(Another) Federal Data Breach Notification Law Introduced in Congress
Senate Democrats have introduced a third iteration of a federal data breach notification bill, the Data Security and Breach Notification Act of 2017 (S.B. 2179). If passed into law, this bill would replace the patchwork of 48 separate state breach notification laws and standardize breach reporting requirements, which currently vary from state to state.
Introduced by Sen. Bill Nelson (D-FL) and cosponsored by Sen. Richard Blumenthal (D-CT) and Sen. Tammy Baldwin (D-WI), the Data Security and Breach Notification Act would apply to companies that acquire, maintain or use consumers’ personal information. The bill’s definition of “personal information” is slightly broader than the corresponding definition under many state laws, and includes, for example, Social Security Numbers on their own, and names in combination with the following identifiers:
Government identification number, such as a driver’s license or passport
Unique biometric data, such as a finger print, voice recording or retina image
User names and passwords for access to anything of value
Any two of the following: home address or telephone number, mother’s maiden name or date of birth.

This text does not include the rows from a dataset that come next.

PR #29, opened 2023-10-16
use localtest.me suffix to resolve localhost

jessesanford:


nimakaviani (changes requested):
There are a few more occurences of the same domain name that we should also fix

```
pkg/controllers/localbuild/controller.go
27:     gitServerIngressHostnameBase     string = ".idpbuilder.cnoe.io.local"

pkg/controllers/gitserver/controller.go
26:     gitServerIngressHostnameBase     string = ".idpbuilder.cnoe.io.local"

pkg/apps/srv/argocd/ingress.yaml
13:  - host: argocd.idpbuilder.cnoe.io.local
```

jessesanford:
> There are a few more occurences of the same domain name that we should also fix
> 
> ```
> pkg/controllers/localbuild/controller.go
> 27:     gitServerIngressHostnameBase     string = ".idpbuilder.cnoe.io.local"
> 
> pkg/controllers/gitserver/controller.go
> 26:     gitServerIngressHostnameBase     string = ".idpbuilder.cnoe.io.local"
> 
> pkg/apps/srv/argocd/ingress.yaml
> 13:  - host: argocd.idpbuilder.cnoe.io.local
> ```

These are used internally so are using the automatically generated service hostnames. We do need to figure out that duplication though. I will create a separate issue for that.

README.md
```diff
@@ -27,9 +27,9 @@ This can be useful in several ways:
 
 Kubernetes: `kubectl get pods`
 
-Argo: Visit https://argocd.idpbuilder.cnoe.io.local:8443/
+Argo: Visit https://argocd.idpbuilder.cnoe.io.localtest.me:8443/
 
-Backstage: http://backstage.idpbuilder.cnoe.io.local/
+Backstage: http://backstage.idpbuilder.cnoe.io.localtest.me/
```
nabuskey, line 32: I think it needs the port number here to connect to ingress-nginx

```
 http://backstage.idpbuilder.cnoe.io.localtest.me:8443
```

nimakaviani:
@jessesanford yeah I think the duplication is very confusing indeed. I think once we fix the README as @nabuskey pointed out, I am good with merging this for now.

cmoulliard:
Dont forget to change also the ingress host(s) if now we will use everywhere `*.idpbuilder.cnoe.io.localtest.me/` ?

nimakaviani (approved):
LGTM

README.md
cmoulliard: Yes as the we expose on the kind cluster and docker the ports 8443 and 8880. Question: Why do you export on kind/docker such ports instead to keep the standards: 80 and 443 ?

pkg/apps/srv/argocd/ingress.yaml
```diff
@@ -10,7 +10,7 @@ metadata:
 spec:
   ingressClassName: "nginx"
   rules:
-  - host: argocd.idpbuilder.cnoe.io.local
+  - host: argocd.idpbuilder.cnoe.io.localtest.me
```
cmoulliard, line 13: Does it make sense to use a so long DNS name `*.idpbuilder.cnoe.io.localtest.me` vs `*.idpbuilder.localtest.me` or even better `*.idp.localtest.me` ?

README.md
jessesanford: This is a good question. My guess is that they were using high number ports to avoid seeing to be a privileged user on some systems

cmoulliard: Such ports should be configurable and defaulted within the kind config file to: 80, 443. I will open a separate issue about that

Financial entities that are in compliance with the Gramm-Leach-Bliley Act or covered entities in compliance with the HIPAA Security Rule would not be covered.
Most notably, the bill requires that companies notify individuals and the Federal Trade Commission within 30 days of discovering a data breach that involves consumers’ personal information. This is a significantly shorter notification period than most state laws, which require notification within 45 or 60 days, or even the HIPAA Breach Notification Rule, which requires breaches be reported no later than 60 days after detection. Where more than 5,000 individuals are affected, the credit reporting agencies must be notified as well. Notice to a designated government entity also will be required in any of the following circumstances:
The breach affects more than 10,000 individuals
The breach involves a database containing the personal information of more than one million individuals
The breach involves databases owned by the federal government
The affected individuals are government employees or contractors involved in national security or law enforcement.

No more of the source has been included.